Странно было читать одно за другим эти давние письма — будто в чужую, малознакомую жизнь заглядываю тайком, будто в чужие, малопонятные души… Да так оно и есть. Человек меняется, хотя часто думает, что он все такой же. Меняясь, забывает себя прежнего, а пережитое преображается временем и капризами памяти. Вероятно, и у меня происходит то же самое, хотя я стараюсь быть предельно толпой. Но вот — письма. Палькины. А среди них, оказывается, и часть моих. Когда же мы успели так много написать друг другу?
Раскладываю письма по датам. Тоненькая пачка — письма с карельского фронта и на фронт. Неудержимо частые, затаенно-нежные письма пятнадцатилетней девочки и редкие короткие ответы, где равнодушие к старательной корреспондентке соединяется с интересом к петрозаводским новостям, которые она сообщает, не жалея чернил и бумаги. Еще одна тонкая пачка — письма тех лет, когда мы были вместе и лишь на короткое время разлучались: то я уехала в Севастополь на отдых, то его призвали на военный сбор… Самая толстая пачка — письма с Литейного на Разъезжую и обратно, переданные из рук в руки, оставленные на столе, засунутые в возвращаемый учебник, письма тех двух лет, когда мы жили в четырех трамвайных остановках друг от друга. Отношения были запутанны и трудны, мы ссорились и мирились, теряли друг друга навсегда и заново обретали.
Наверно, не нужно перечитывать старые письма — того и гляди заноет давно отошедшая боль или, еще хуже, начнешь усмехаться, оценивая юношеские страсти с высоты своего жизненного опыта, хоть насмешка тут — кощунство. Еще труднее ссылаться на эти письма, делать их хотя бы в кратких извлечениях достоянием сторонних людей… Но моя повесть была бы фальшива, если б я не рассказала откровенно и честно о незаурядном человеке, с которым связано шесть лет моей юности.

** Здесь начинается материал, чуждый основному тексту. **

PR #4583, opened 2023-06-30
Removed testing for delegates in different running modes from iOS Vision Tasks

priankakariatyml:


mediapipe/tasks/ios/core/sources/MPPTaskRunner.mm
```diff
@@ -59,7 +62,20 @@ - (instancetype)initWithCalculatorGraphConfig:(CalculatorGraphConfig)graphConfig
 }
 
 - (BOOL)sendPacketMap:(const PacketMap &)packetMap error:(NSError **)error {
+  if (!_initializedWithPacketsCallback) {
+    [MPPCommonUtils
+        createCustomError:error
+                 withCode:MPPTasksErrorCodeFailedPreconditionError
+              description:[NSString
+                              stringWithFormat:@"This method can only be called if the task is "
+                                               @"running in a stream mode and an object of a class "
```
schmidt-sebastian, line 71: "an object of a class" is a bit hard to parse. Maybe just "and a delegate is provided in the task options..."

mediapipe/tasks/ios/core/sources/MPPTaskRunner.mm
```diff
@@ -59,7 +62,20 @@ - (instancetype)initWithCalculatorGraphConfig:(CalculatorGraphConfig)graphConfig
 }
 
 - (BOOL)sendPacketMap:(const PacketMap &)packetMap error:(NSError **)error {
+  if (!_initializedWithPacketsCallback) {
```
schmidt-sebastian, line 65: This now means that we can initialize a task that will only ever throw errors. Is it possible to revert to the old behavior and throw an error on the initialization?

priankakariatyml: Yeah, but then this whole change is unnecessary right? I mean wouldn't it suffice to just make all the delegate methods @required. Can I close this PR ?

schmidt-sebastian: Probably. I think we can have `@required` methods and tests that the delegate object is set itself (like I believe we do today).

PR #4590, opened 2023-07-03
Added iOS Image Segmenter Result and Options Helpers

priankakariatyml:


mediapipe/tasks/ios/vision/image_segmenter/utils/sources/MPPImageSegmenterResult+Helpers.h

Смерть отняла его у близких, но смерть и вернула его — эпохе. Ведь только о тех, кто ушел от нас, мы умеем судить так, как они того стоят, и только тех, кто ушел, мы видим и понимаем во взаимосвязи с эпохой, а Павел Соколов был целиком созданием своего времени, времени крутой ломки старых и начального утверждения новых устоев, представлений, идеалов.
Забудем же о том, что в данном случае мешает. Есть Он и Она — дети первых лет революции, комсомольцы первого поколения, юные влюбленные, которые были максималистски требовательны друг к другу — и все время ходили по острию разрыва. Сегодня нас интересует Он. Еще с фронта, откликаясь на дружескую критику своей корреспондентки, он пишет: «Мое личное Я переживает массу нового. Обрабатываюсь, исправляюсь». И еще: «Интересно, знаешь, оторваться от своей работы и окунуться в другую, совершенно незнакомую, особенно в военной обстановке… освежающе действует… Своей натуре удивляешься, какой ей нужен простор!» И рядом, несколькими строчками ниже: «В то же время как-то странно чувствую себя нездоровым. Отчего? А и сам не знаю».